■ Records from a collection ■
══════════

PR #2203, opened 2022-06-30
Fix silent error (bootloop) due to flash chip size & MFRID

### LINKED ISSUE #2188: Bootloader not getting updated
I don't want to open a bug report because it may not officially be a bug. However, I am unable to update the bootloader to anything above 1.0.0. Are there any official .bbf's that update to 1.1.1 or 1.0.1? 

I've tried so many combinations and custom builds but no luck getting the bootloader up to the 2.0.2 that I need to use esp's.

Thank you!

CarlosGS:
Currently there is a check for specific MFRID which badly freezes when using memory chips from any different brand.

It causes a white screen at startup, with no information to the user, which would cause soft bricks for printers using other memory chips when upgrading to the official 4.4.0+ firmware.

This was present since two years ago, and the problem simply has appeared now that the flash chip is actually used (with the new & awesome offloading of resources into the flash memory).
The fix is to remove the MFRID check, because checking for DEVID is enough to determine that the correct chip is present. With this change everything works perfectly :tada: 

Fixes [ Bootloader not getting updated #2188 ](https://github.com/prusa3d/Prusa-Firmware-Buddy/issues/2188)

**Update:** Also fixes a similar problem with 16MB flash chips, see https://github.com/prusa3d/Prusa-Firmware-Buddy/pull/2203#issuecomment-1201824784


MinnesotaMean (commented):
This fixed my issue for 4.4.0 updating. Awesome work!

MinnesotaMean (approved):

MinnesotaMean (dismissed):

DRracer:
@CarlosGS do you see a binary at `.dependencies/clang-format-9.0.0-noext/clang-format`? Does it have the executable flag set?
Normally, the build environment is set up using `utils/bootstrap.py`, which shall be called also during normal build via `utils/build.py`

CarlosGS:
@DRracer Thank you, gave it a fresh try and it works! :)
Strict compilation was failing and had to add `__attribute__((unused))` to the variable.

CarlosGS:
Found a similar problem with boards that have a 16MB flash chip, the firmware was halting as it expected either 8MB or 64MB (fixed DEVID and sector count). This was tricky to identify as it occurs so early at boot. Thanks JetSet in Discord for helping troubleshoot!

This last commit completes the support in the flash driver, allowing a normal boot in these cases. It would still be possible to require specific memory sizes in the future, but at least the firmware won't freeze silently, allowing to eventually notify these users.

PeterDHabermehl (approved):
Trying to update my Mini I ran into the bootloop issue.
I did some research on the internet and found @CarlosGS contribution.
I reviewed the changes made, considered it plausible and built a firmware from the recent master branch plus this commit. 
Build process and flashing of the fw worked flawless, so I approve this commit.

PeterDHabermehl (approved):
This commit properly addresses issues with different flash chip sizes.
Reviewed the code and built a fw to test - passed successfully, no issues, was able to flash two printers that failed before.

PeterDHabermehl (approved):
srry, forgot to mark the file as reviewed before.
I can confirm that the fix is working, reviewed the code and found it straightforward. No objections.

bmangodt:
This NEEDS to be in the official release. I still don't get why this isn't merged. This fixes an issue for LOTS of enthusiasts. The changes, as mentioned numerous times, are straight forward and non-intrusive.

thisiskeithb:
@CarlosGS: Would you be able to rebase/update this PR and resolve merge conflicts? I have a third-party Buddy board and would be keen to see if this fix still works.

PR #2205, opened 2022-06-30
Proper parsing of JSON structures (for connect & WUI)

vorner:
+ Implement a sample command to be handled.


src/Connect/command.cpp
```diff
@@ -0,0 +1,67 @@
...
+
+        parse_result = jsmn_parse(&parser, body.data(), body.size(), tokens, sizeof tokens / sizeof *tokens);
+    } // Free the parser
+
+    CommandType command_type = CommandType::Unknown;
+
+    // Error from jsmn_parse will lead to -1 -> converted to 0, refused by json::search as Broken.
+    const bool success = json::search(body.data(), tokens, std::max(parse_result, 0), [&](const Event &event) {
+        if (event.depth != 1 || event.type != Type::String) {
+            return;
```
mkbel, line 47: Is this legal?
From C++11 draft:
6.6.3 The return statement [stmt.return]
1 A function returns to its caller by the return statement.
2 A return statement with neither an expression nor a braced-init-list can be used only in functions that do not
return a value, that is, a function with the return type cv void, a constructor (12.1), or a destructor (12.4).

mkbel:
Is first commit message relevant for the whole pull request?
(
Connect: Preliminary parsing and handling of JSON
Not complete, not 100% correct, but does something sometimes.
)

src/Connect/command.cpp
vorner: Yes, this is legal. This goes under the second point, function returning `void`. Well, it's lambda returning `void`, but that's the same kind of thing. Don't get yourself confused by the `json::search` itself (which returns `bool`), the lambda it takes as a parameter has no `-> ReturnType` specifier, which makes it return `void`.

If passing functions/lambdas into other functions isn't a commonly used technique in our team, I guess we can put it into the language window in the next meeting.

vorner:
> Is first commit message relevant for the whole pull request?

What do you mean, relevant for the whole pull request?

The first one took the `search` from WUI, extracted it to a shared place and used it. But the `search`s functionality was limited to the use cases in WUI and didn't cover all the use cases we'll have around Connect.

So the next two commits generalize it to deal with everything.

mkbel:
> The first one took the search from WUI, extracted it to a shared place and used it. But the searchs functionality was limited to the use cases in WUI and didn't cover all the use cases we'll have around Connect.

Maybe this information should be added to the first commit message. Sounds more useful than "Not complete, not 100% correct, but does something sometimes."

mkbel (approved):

══════════

■ TASK DESCRIPTION ■
The first line of the entries above marks where to begin; repeat each line exactly through the one that contains "It causes a", and include that line.

■ EXERCISE RESPONSE ■
PR #2203, opened 2022-06-30
Fix silent error (bootloop) due to flash chip size & MFRID

### LINKED ISSUE #2188: Bootloader not getting updated
I don't want to open a bug report because it may not officially be a bug. However, I am unable to update the bootloader to anything above 1.0.0. Are there any official .bbf's that update to 1.1.1 or 1.0.1? 

I've tried so many combinations and custom builds but no luck getting the bootloader up to the 2.0.2 that I need to use esp's.

Thank you!

CarlosGS:
Currently there is a check for specific MFRID which badly freezes when using memory chips from any different brand.

It causes a white screen at startup, with no information to the user, which would cause soft bricks for printers using other memory chips when upgrading to the official 4.4.0+ firmware.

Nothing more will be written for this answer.